What is a bug? I mean not the nice animal, rather, a “computer bug”. It is basically an error somewhere into the computer that causes incorrect or unexpected results.
It is a popular term among those that are dealing with computer in general as well as among those that experiment just the error without know about bugs.
One important step in build a traditional computer program is called debugging, that means looking for nice animals that compromise your software code
and possible remove them. Sometime bugs take you eyes open all the night.
Bugs live also at the Artificial Intelligence age, no matter how smart systems are becoming but bugs are there. The interesting story is that we are not recognizing the presence of them and apparently no one or few seems to care in this new hyper agile society.
I am referring to much more sophisticated versions of bugs that could characterize an AI algorithm and could compromise its output and consequently the level of trust we could have toward it and the decisions it is recommending to its users.
In AI we have a double problem: we have “classic bugs”, that are nice and funny error into the software program that implements the AI algorithm or the mathematical model that is behind and what we can call “AI bugs”. What are “AI bugs”? Simple, they are all kind of biases that could influence the AI algorithm behavior.
Of course AI bugs are the much more difficult to find: they are not errors that generate a bad behavior but apparently every thing is going ahead find until the end of the decision.
We trust the algorithm to decide, for example, who gets a loan from a Bank since it is a good guy or who gets its job interview first since the fantastic AI algorithm
that learned to classify people profiles put the best candidates for the job at the top of the list, or who gets a new less expensive health insurance plan since the AI algorithm
gave us a more longer life expectation.
Of course we can go ahead in infinite way and the key word behind this is “trust” we are starting to trust machines, and now more and more AI to support us in a number of decisions that could impact in direct or indirect way our lives and our society in general.

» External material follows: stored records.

PR #673, opened 2020-01-27
Switch to python3 for tests

t-b:
I did not upgrade cxxtest completely as I think this is way too much effort. IMHO we should move away from cxxtest.


t-b:
@bourtemb Done, thanks for the review.

@mliszcz I've also fixed the obvious warnings.

PR #676, opened 2020-02-05
Add switch to disable mmx build lts

lorenzopivetta:
Add switch to disable building jpeg MMX support. Targets 9-lts.


lorenzopivetta:
@bourtemb  fixed, assuming that we want 4 spaces indentation...

PR #687, opened 2020-02-18
Fix omniidl error checks

ltjax:
Both error checks did not work before. Now they do. Note that CMake automatically evaluates the variable for `if(variable)` or `if(NOT variable)`, so when evaluating it before you are basically double-dereferencing when you shouldn't.


t-b:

But, who care about “AI bugs” or in general who care about a bias an AI algorithm could have? When I use to give lectures to AI students or talk to people that would
like to know about AI I close my presentations with some thoughts and examples of “AI bugs”.

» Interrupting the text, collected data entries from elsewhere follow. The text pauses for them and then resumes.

PR #692, opened 2020-03-13
Always allow to change attribute alarm thresholds

### LINKED ISSUE #401: Cannot change alarm range for memorized attribute
Trying to change the alarm range for a memorized attribute gives the following exception:

alarm_min_max

Note that the current set_value is 1.2 and the user is trying to change the max_alarm to 1.5.

- so, the feature seems to be buggy since it should be possible to change the alarm in this situation
- I think it should always be possible to change the alarm/warning/value ranges of an attribute. So, IMHO, the feature should simply be dropped.

mliszcz:
Fixes #401

I couldn't find one so I also added a test that checks if one can set alarm threshold below current attribute value (the attribute goes immediately into alarm state).

### DIFF
--- a/cpp_test_suite/new_tests/cxx_mem_attr.cpp
+++ b/cpp_test_suite/new_tests/cxx_mem_attr.cpp
@@ -166,6 +166,54 @@ public:
 		TS_ASSERT(s_val_2 == 10);
 	}
 
+/*
+ * Test for changing min and max alarm threshold of a  memorized attribute
+ * with neither min_ nor max_value specified. Such scenario used to fail
+ * (#401), with misleading error message claiming that memorized value
+ * is above new limit.
+ */
+
+    void test_change_max_alarm_threshold_of_memorized_attribute()
+    {
+        const char* attr_name = "Short_attr_w";
+        const DevShort attr_value = 20;
+
+        unset_attribute_min_max_value(attr_name);
+
+        DeviceAttribute value(attr_name, attr_value);
+        TS_ASSERT_THROWS_NOTHING(device1->write_attribute(value));
+
+        auto config = device1->get_attribute_config(attr_name);
+        config.alarms.max_alarm = std::to_string(attr_value + 1);
+        AttributeInfoListEx config_in = { config };
+        TS_ASSERT_THROWS_NOTHING(device1->set_attribute_config(config_in));
+    }
+
+    void test_change_min_alarm_threshold_of_memorized_attribute()
+    {
+        const char* attr_name = "Short_attr_w";
+        const DevShort attr_value = -20;
+
+        unset_attribute_min_max_value(attr_name);
+
+        DeviceAttribute value(attr_name, attr_value);
+        TS_ASSERT_THROWS_NOTHING(device1->write_attribute(value));
+
+        auto config = device1->get_attribute_config(attr_name);
+        config.alarms.min_alarm = std::to_string(attr_value - 1);
+        AttributeInfoListEx config_in = { config };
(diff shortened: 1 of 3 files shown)


mliszcz:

One example is coming from a work from researchers from Shanghai Jiao Tong University that published this work: “Automated Inference on Criminality using Face Images”
https://arxiv.org/pdf/1611.04135v1.pdf A conclusion reported into the work is this: “In other words, the faces of general law-biding public have a greater degree of resemblance compared with the faces of criminals, or criminals have a higher degree of dissimilarity in facial appearance than normal people”

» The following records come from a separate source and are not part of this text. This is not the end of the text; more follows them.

PR #696, opened 2020-03-17
Ensure location transparency for image and spectrum attributes

### LINKED ISSUE #416: Remote vs local transparency difference when reading spectrum or image attributes
When a Tango client tries to read a spectrum or image attribute which is not polled from a device exported by the same device server process as the client, by default (when Attribute::set_value() release parameter is set to false), omniORB and Tango will not do any copy of the data buffer and will give the spectrum/image buffer data pointer to the client without transferring ownership of this buffer to the client.
In this case, if the client modifies directly the data pointed by the pointer it got, it will also modify the data on the server side's buffer (dangerous!!).
In the case of reading a spectrum or image polled attribute, Tango is already making a copy of the data and providing the copy/transferring ownership to the client. So in this case, the client can do whatever it wants with the data pointer it got. It is the same in the case of a remote client.

Here are some parts from the answer we got from omniORB's maintainer on this topic:

> The C++ sequence mapping intentionally breaks local/remote transparency with regard to the release flag, for efficiency purposes.
> [...]
> Really, the summary is that the ability to construct a sequence with release set to false is a short-cut that can help performance, at the expense of a loss of local/remote transparency.
> 
> If it is essential that client code does not need to care about this, then yes, the implementation should avoid using sequences with release set to false. That will come with a bit of a performance cost, which may or may not be a problem for your application.
> 
> The alternative is for clients to become aware of this situation. If a client wants to modify the data in a sequence it has received, it can look at its release flag. If release is false, it knows the sequence is "borrowing" the buffer, so it should create a new sequence object with the copy constructor, because that copies the buffer as well.

This issue was created in order to get always the same behaviour on the client side, meaning, the client can do whatever it wants with the data it got after reading a spectrum or image attribute. No matter whether the read was done on a local (same process) or remote device.
In order to avoid performance penalties, the best would be that Tango would detect whether the client is local or remote and if the client is local, Tango would always force a copy. In the remote call case, we should stick with the current behaviour and avoid an unnecessary copy.

The code creating the result sequences is located in DATA_IN_OBJECT(A,B,C,D) macro in server/device.h file.

mliszcz:
Fixes #416

### DIFF
--- a/cppapi/server/dintrthread.h
+++ b/cppapi/server/dintrthread.h
@@ -58,7 +58,7 @@ struct _ShDevIntrTh
 	bool			cmd_pending;	// The new command flag
 	DevIntrCmdCode	cmd_code;		// The command code
 	bool			th_running;		// Thread running flag
-	#if _MSC_VER > 1900
+	#if _MSC_VER >= 1900
 	#ifdef interface
 	#undef interface
 	#endif


mliszcz:
```
In AttrMiscTestSuite::test_location_transparency:
/home/tango/src/cpp_test_suite/cxxtest/include/../../new_tests/cxx_attr_misc.cpp:1092: Error: Test failed: Failure, check server logs.
/home/tango/src/cpp_test_suite/cxxtest/include/../../new_tests/cxx_attr_misc.cpp:1092: Error: Assertion failed: result
	Destroying suite at Wed Mar 18 08:15:31 2020
```

Before (same address in server read callback and at the client - command - side):
```
[read_SpectrumAttrWithSharedBuffer] att.get_buffer()=0x7f8834016da8
[cmd_check_location_transparency] seq->release()=0
[cmd_check_location_transparency] seq->get_buffer()=0x7f8834016da8
[cmd_check_location_transparency] *seq[0]=0x7f8834016da8
[cmd_check_location_transparency] *data[0]=0x7f8834016da8
```

After:
```
[read_SpectrumAttrWithSharedBuffer] att.get_buffer()=0x7fcdc8016da8
[cmd_check_location_transparency] seq->release()=1
[cmd_check_location_transparency] seq->get_buffer()=0x7fcdc4008610
[cmd_check_location_transparency] *seq[0]=0x7fcdc4008610
[cmd_check_location_transparency] *data[0]=0x7fcdc8016da8
```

More recently the same team considering the critics published this “Responses to Critiques on Machine Learning of Criminality Perceptions” (https://arxiv.org/abs/1611.04135).
A question we can ask to our self is if this kind of activities make sense.
Initiatives that are valuable to mention in this space are, for instance, the one led by Kate Crawford and Meredith Whittaker, AI Now, that is working across disciplines to understand AI’s social impacts (https://artificialintelligencenow.com/) or the general Partnership for AI promoted by a number of big IT players (https://www.partnershiponai.org/).
Nevertheless, the true problem of the existence “AI bugs” and how to cope with them will remain there, as a bug. The only antidote, I think, is coming from our self and our care
about the problem and the willing to ask for transparency, also for AI.